***** Material for this task
Issue #2120, opened 2021-12-30
Platform-specific event callbacks


maroider:
Issues like #1878, #1928, and #1759 have made it clear that there is a need to hook into platform-specific events that winit itself doesn't (and arguably shouldn't) handle. Ideally, we'd give users the ability to hook into these events with minimal effort, and in a way that doesn't interfere with winit (although some would perhaps like to do that as well).

The simplest solution I can think of to this is to add an `EventBuilder` struct where you can register platform-specific callback functions before the event loop is ever entered. This will make it so that these callbacks don't miss any events, like the file opening events in #1759.

Granted, this doesn't lend itself to being a particularly ergonomic API, as any data shared between the platform-specific callbacks and the platform-independent on would have to be behind something like an `Rc<RefCell<T>>` or an `Arc<Mutex<T>>`. I think there *may* exist a solution where sharing such state is easier, but I don't want to spend much energy on that ATM.

Another issue is that this will (by necessity) make some projects (like AccessKit) end up depending directly on winit or have to provide an adapter crate. Maybe it could be possible to pull a `raw-window-handle` and create some cross-windowing-library interface for this, but  I don't think it's ultimately going to be all that feasible.

The Windows backend for this should be fairly trivial, so I'll go and implement that soon-ish, unless there are any major concerns with this proposal.

###### This is on some level related to #2010, but this concerns the public API, rather than the internal one.

maroider:
cc @mwcampbell

maroider:
cc @mwcampbell @fschutt

maroider:
The minimal API for Windows would look something like this:
```rust
impl WindowsEventLoopBuilder for EventLoopBuilder {
    pub fn with_callback<F>(&mut self, event_mask: u32, callback: F)
    where
        F: FnMut(*mut c_void, u32, usize, usize) -> usize,
    {
    }
}
```
Although something should probably be done to let end users correlate the `WindowId` with the `HWND` (the *mut c_void in this case) more easily.

mwcampbell:
Thanks @maroider for working on this.

I'll settle for having a separate `accesskit_winit` crate rather than having any of my existing crates depend directly on winit.

I assume the `*mut c_void` parameter to the callback is an HWND. If so, that looks fine.

ArturKovacs:
The API you proposed for Windows looks totally reasonable. Maybe it would be better to pass in the WindowId instead of the HWND and provide a platform specific extension trait for getting the HWND from the WindowId.

[...]

PR #2137, opened 2022-01-05
Add `EventLoopBuilder`

madsmtm:
The beginning of https://github.com/rust-windowing/winit/issues/2120.

  - [x] macOS
  - [ ] X11
  - [ ] Wayland
  - [ ] Windows

### DIFF
--- a/src/event_loop.rs
+++ b/src/event_loop.rs
@@ -10,6 +10,7 @@
 //! [event_loop_proxy]: crate::event_loop::EventLoopProxy
 //! [send_event]: crate::event_loop::EventLoopProxy::send_event
 use instant::Instant;
+use std::marker::PhantomData;
 use std::ops::Deref;
 use std::{error, fmt};
 
@@ -31,7 +32,7 @@ use crate::{event::Event, monitor::MonitorHandle, platform_impl};
 ///
 pub struct EventLoop<T: 'static> {
     pub(crate) event_loop: platform_impl::EventLoop<T>,
-    pub(crate) _marker: ::std::marker::PhantomData<*mut ()>, // Not Send nor Sync
+    pub(crate) _marker: PhantomData<*mut ()>, // Not Send nor Sync
 }
 
 /// Target that associates windows with an `EventLoop`.
@@ -42,7 +43,62 @@ pub struct EventLoop<T: 'static> {
 /// `&EventLoop`.
 pub struct EventLoopWindowTarget<T: 'static> {
     pub(crate) p: platform_impl::EventLoopWindowTarget<T>,
-    pub(crate) _marker: ::std::marker::PhantomData<*mut ()>, // Not Send nor Sync
+    pub(crate) _marker: PhantomData<*mut ()>, // Not Send nor Sync
+}
+
+/// Object that allows building the event loop.
+///
+/// This is used to make specifying options that affect the whole application
+/// easier. But note that constructing multiple event loops is not supported.
+#[derive(Debug, Clone, Default)]
+pub struct EventLoopBuilder<T: 'static> {
+    pub(crate) platform_specific: platform_impl::PlatformSpecificEventLoopAttributes,
+    _p: PhantomData<T>,
+}
+
+impl EventLoopBuilder<()> {
+    /// Start building a new event loop.
+    #[inline]
+    pub fn new() -> Self {
+        Self::with_user_event()
+    }
+}
+
+impl<T> EventLoopBuilder<T> {
+    /// Start building a new event loop, with the given type as the user event
+    /// type.
+    #[inline]
+    pub fn with_user_event() -> Self {
+        Self {
+            platform_specific: Default::default(),
+            _p: PhantomData,
+        }
+    }
+
+    /// Builds a new event loop.
+    ///
+    /// ***For cross-platform compatibility, the `EventLoop` must be created on the main thread.***
+    /// Attempting to create the event loop on a different thread will panic. This restriction isn't
+    /// strictly necessary on all platforms, but is imposed to eliminate any nasty surprises when
+    /// porting to platforms that require it. `EventLoopBuilderExt::any_thread` functions are exposed
+    /// in the relevant `platform` module if the target platform supports creating an event loop on
+    /// any thread.
+    ///
+    /// Usage will result in display backend initialisation, this can be controlled on linux
+    /// using an environment variable `WINIT_UNIX_BACKEND`. Legal values are `x11` and `wayland`.
+    /// If it is not set, winit will try to connect to a wayland connection, and if it fails will
+    /// fallback on x11. If this variable is set with any other value, winit will panic.
+    ///
+    /// ## Platform-specific
+    ///
+    /// - **iOS:** Can only be called on the main thread.
+    #[inline]
+    pub fn build(&mut self) -> EventLoop<T> {
+        EventLoop {
+            event_loop: platform_impl::EventLoop::new(&self.platform_specific),
+            _marker: PhantomData,
+        }
+    }
 }
 
 impl<T> fmt::Debug for EventLoop<T> {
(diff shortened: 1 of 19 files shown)


src/platform_impl/macos/app_delegate.rs
```diff
@@ -13,12 +13,8 @@ use std::{
 static AUX_DELEGATE_STATE_NAME: &str = "auxState";
 
 pub struct AuxDelegateState {
-    /// We store this value in order to be able to defer setting the activation policy until
-    /// after the app has finished launching. If the activation policy is set earlier, the
-    /// menubar is initially unresponsive on macOS 10.15 for example.
```
madsmtm, line 18: This comment was merged into the one in `apply_activation_policy`.

src/platform_impl/macos/app_delegate.rs
```diff
@@ -13,12 +13,8 @@ use std::{
...
     pub activation_policy: ActivationPolicy,
-
-    pub create_default_menu: bool,
+    pub default_menu: bool,
```
madsmtm, line 17: Renamed for consistency

src/platform/unix.rs
```diff
@@ -93,100 +92,42 @@ impl<T> EventLoopWindowTargetExtUnix for EventLoopWindowTarget<T> {
...
-/// Additional methods on `EventLoop` that are specific to Unix.
-pub trait EventLoopExtUnix {
-    /// Builds a new `EventLoop` that is forced to use X11.
-    ///
-    /// # Panics
-    ///
-    /// If called outside the main thread. To initialize an X11 event loop outside
-    /// the main thread, use [`new_x11_any_thread`](#tymethod.new_x11_any_thread).
+/// Additional methods on [`EventLoopBuilder`] that are specific to Unix.
+pub trait EventLoopBuilderExtUnix {
```
kchibisov, line 96: Could we maybe separate `X11` and `Wayland` here? I'd like to see something like that for Wayland, since it'd allow to unsubscribing from events that winit handles but downstream doesn't care (which will require extra protocols, etc, etc). I'm not sure that it'll be ergonomic with just `ExtUnix`.

kchibisov (changes requested):
I'm in favor of adding something like that to give ability to opt-out form specific handling winit is performing on Wayland, like `pointer grabs, extra motions, etc, etc.`, since those are mostly required for games, but certain clients don't need those, so opt-ting out when building event loop would be nice.

However I don't think that `X11` and `Wayland` share the same options, since those are completely different backends and you'd end up with `_wayland` methods and Wayland related structs if you'd continue to use unified struct...

src/platform/unix.rs
madsmtm: I agree that we should consider splitting the traits in `platform::unix` into separate traits, but would you be okay with doing that in a separate PR? I can whip one up if you want.

kchibisov: I mean not all traits, but precisely this one, so we would have proper API? Though, it's not like it'll change a lot, you'd just end up rewriting changelog entry, since you add one thing and remove it right away. I think doing it properly right away is the way to go, and it shouldn't be that hard to implement.

madsmtm: All the trait methods in `platform::unix` (except `MonitorHandleExtUnix::native_id`) are already `cfg`'d to the specific backend, and if we don't intend changing those I would argue we should keep the current design for consistency.

And what about `EventLoopBuilderExtUnix::any_thread`? Should we keep `EventLoopBuilderExtUnix` for that, or should it now be present in both traits?

kchibisov: I've rethought things a bit and I'd suggest to go with the current `Unix` approach, since we'd need this trait anyway to have code composition seamlessly in mixed x11/wayland environments.

So let's keep it for later design.

maroider (commented):
I'm not a massive fan of reflowing (doc) comments to fit what appears to be 80 columns, but that's not a hill I want to die on either. The changelog entries also look weird to me.

Should we mark the changelog entries as `**Breaking: **`?

Otherwise, this looks good.

madsmtm:
Sorry about the reflow, I've changed it back, same with the changelog entries. In lack of this style choice being automatic (https://github.com/rust-lang/rustfmt/issues/3347) I just did it on instinct 🙄.

I've marked the entries as breaking, well spotted!

src/platform_impl/macos/event_loop.rs
```diff
@@ -114,8 +120,23 @@ pub struct EventLoop<T: 'static> {
     _callback: Option<Rc<RefCell<dyn FnMut(Event<'_, T>, &RootWindowTarget<T>, &mut ControlFlow)>>>,
 }
 
+#[derive(Debug, Copy, Clone, PartialEq, Hash)]
+pub(crate) struct PlatformSpecificEventLoopAttributes {
```
ArturKovacs, line 124: The entire `platform_impl` module is non-public so if I understand correctly, then everything within it can be just `pub` and it will only be visible to the crate. It would probably look cleaner that way.

https://github.com/rust-windowing/winit/blob/001fb7ef60efe989b54b07024b660fd07e94afc3/src/lib.rs#L158

ArturKovacs (commented):
I read the macos implementation and I only had the following remark.

src/platform_impl/macos/event_loop.rs
ArturKovacs: You are making a good point. I'll leave it up to you.

msiglreith (commented):
Fine from my side!
The extension methods not using `with_` prefixes feels a bit inconsistent to me with the rest of the existing builder API in `winit`.

madsmtm:
> The extension methods not using `with_` prefixes feels a bit inconsistent to me with the rest of the existing builder API in `winit`.

You're right, I've changed these now

src/platform_impl/macos/event_loop.rs
madsmtm: I'll leave it as is for now at least, because I prefer the explicitness

src/platform/windows.rs
```diff
@@ -9,62 +9,61 @@ use winapi::shared::windef::{HMENU, HWND};
...
-    fn new_dpi_unaware() -> Self
-    where
-        Self: Sized;
+    fn with_any_thread(&mut self, any_thread: bool) -> &mut Self;
 
-    /// Creates a DPI-unaware event loop off of the main thread.
+    /// Whether to enable process-wide DPI awareness.
+    ///
+    /// By default, we will attempt to enable process-wide DPI awareness. If
+    /// that's undesirable, you can create disable it with this function.
```
filnet, line 35: typo: "...you can create disable it..."

src/platform_impl/linux/mod.rs
```diff
@@ -568,13 +591,28 @@ impl<T: 'static> Clone for EventLoopProxy<T> {
 }
 
 impl<T: 'static> EventLoop<T> {
-    pub fn new() -> EventLoop<T> {
-        assert_is_main_thread("new_any_thread");
+    pub(crate) fn new(attributes: &PlatformSpecificEventLoopAttributes) -> Self {
+        if !attributes.any_thread && !is_main_thread() {
+            panic!(
+                "Initializing the event loop outside of the main thread is a significant \
+                 cross-platform compatibility hazard. If you really, absolutely need to create an \
```
filnet, line 598: I would replace the comma by "and" or remove "really".

src/platform_impl/windows/event_loop.rs
```diff
@@ -113,47 +113,43 @@ pub struct EventLoop<T: 'static> {
...
+impl<T: 'static> EventLoop<T> {
+    pub(crate) fn new(attributes: &PlatformSpecificEventLoopAttributes) -> Self {
         let thread_id = unsafe { processthreadsapi::GetCurrentThreadId() };
-        if thread_id != main_thread_id() {
-            panic!(concat!(
+
+        if !attributes.any_thread && thread_id != main_thread_id() {
+            panic!(
                 "Initializing the event loop outside of the main thread is a significant \
                  cross-platform compatibility hazard. If you really, absolutely need to create an \
```
filnet, line 144: same

src/platform/unix.rs
```diff
@@ -93,100 +92,42 @@ impl<T> EventLoopWindowTargetExtUnix for EventLoopWindowTarget<T> {
...
-    where
-        Self: Sized;
-}
-
-fn wrap_ev<T>(event_loop: LinuxEventLoop<T>) -> EventLoop<T> {
-    EventLoop {
-        event_loop,
-        _marker: std::marker::PhantomData,
-    }
+    /// This method bypasses the cross-platform compatibility requirement that
```
filnet, line 107: "This method allows to bypass..." ?

src/platform/macos.rs
```diff
@@ -179,36 +178,63 @@ impl WindowBuilderExtMacOS for WindowBuilder {
...
+    /// Menu creation is enabled by default.
     ///
-    /// The default menu creation is enabled by default.
+    /// # Example
     ///
-    /// This function only takes effect if it's called before calling
-    /// [`run`](crate::event_loop::EventLoop::run) or
-    /// [`run_return`](crate::platform::run_return::EventLoopExtRunReturn::run_return)
-    fn enable_default_menu_creation(&mut self, enable: bool);
+    /// Disable creating a default menubar:
```
filnet, line 210: typo: use period instead of colon ?

src/event_loop.rs
```diff
@@ -42,7 +43,62 @@ pub struct EventLoop<T: 'static> {
 /// `&EventLoop`.
 pub struct EventLoopWindowTarget<T: 'static> {
     pub(crate) p: platform_impl::EventLoopWindowTarget<T>,
-    pub(crate) _marker: ::std::marker::PhantomData<*mut ()>, // Not Send nor Sync
+    pub(crate) _marker: PhantomData<*mut ()>, // Not Send nor Sync
+}
+
+/// Object that allows you to build the event loop.
```
filnet, line 49: avoid "you" ?

src/platform/unix.rs
madsmtm: I went with the same text as `EventLoopBuilderExtWindows::with_any_thread`

madsmtm:
Thanks for the review @filnet!

ArturKovacs (approved):

kchibisov (approved):

kchibisov:
The build failure is unrelated and present on master.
**********
Requirement: Going through the entries, return every line holding the word "FnMut".

Result:
        F: FnMut(*mut c_void, u32, usize, usize) -> usize,
     _callback: Option<Rc<RefCell<dyn FnMut(Event<'_, T>, &RootWindowTarget<T>, &mut ControlFlow)>>>,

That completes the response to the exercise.